What is TMD (Temporomandibular Joint Disorder)?

Temporomandibular disorder, or TMD, describes a range of issues arising from in and around the temporomandibular joint (TMJ). These involve: night-time grinding or clenching; tooth wear and cracks in teeth; clicking or pain when opening and closing the lower jaw; pain resulting from long periods of mouth opening; or limited capacity for mouth opening. The causes of these symptoms usually have many factors involved.

So where do we start? Firstly, your general dentist will assess your symptoms and possible causes of TMD, then will tailor your treatment accordingly.

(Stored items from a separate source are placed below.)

PR #1647, opened 2015-10-29
Fix compilation on Ubuntu with gcc 5.2.1

dnadeau4:
testing if "ncurses" patch works on different machines.

### DIFF
--- a/CMake/cdat_modules/esmf_pkg.cmake
+++ b/CMake/cdat_modules/esmf_pkg.cmake
@@ -37,11 +37,11 @@ endif()
 if(CDAT_BUILD_ESMF_ESMP)
     if("${CMAKE_Fortran_COMPILER_ID}" STREQUAL GNU)
       # GNU gfortran must be >= 4.3
-      if(${Fortran_MAJOR_VERSION} GREATER 3 AND ${Fortran_MINOR_VERSION} GREATER 2)
+      if(${Fortran_MAJOR_VERSION} GREATER 3 AND ${Fortran_MINOR_VERSION} GREATER 1)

The temporomandibular joints (TMJ) provide the pivot points for the lower jaw’s range of movement. This joint can suffer damage over time from disc displacement (clicking or locking), arthritic wear, or other pathological issues.
The masseters are the main muscles of mastication involved in chewing. If these become overworked they can become hypertrophic (enlarged), may become tender, and lead to further grinding and clenching.
Wear tends to occur on the chewing surfaces of teeth over time due to excessive grinding. The small lower incisors shows the most wear but wear will also be occurring on all the teeth. In severe cases, the wear can be quite significant and lead to shorter teeth and reducing the vertical dimension of your bite.
The necks of teeth can also suffer abfraction, which is wear that leads to concavities here and exposes dentine. The exposed dentine can be quite sensitive and since this part of the tooth is less dense, further wear or decay is likely to develop here.
A major muscle of mastication that stretches out laterally here is called the temporalis. If increased tension is experienced here, headaches are commonly experienced.
Those who suffer TMD may find that their jaws fatigue quickly after holding there mouths open for a short period of time. This is generally because of the overworked muscles of mastication that work in the opposite direction to close the jaw.
Congestion in the nasal sinuses may lead to increased mouth breathing and this can increase the likelihood of congestive sleep apnoea. It is important to search for any issues that be contributing to TMD when selecting a treatment protocol.

Causes of TMD

Congestive sleep apnoea: occurs as a result of your tongue rolling back in your mouth at night, blocking your airways. Grinding and clenching may occur as an attempt to wake yourself up at night. Specialised splints or C-PAP machines can be useful in treating this condition.

Crooked teeth have been occasionally associated with TMD, though usually when there are more significant bite problems. Teeth straightening, at times with jaw repositioning surgery, may help to reset your bite into a more harmonious position.

Anxiety, stress, and personality quirks may just lead some people to grind without any other clearly defined cause.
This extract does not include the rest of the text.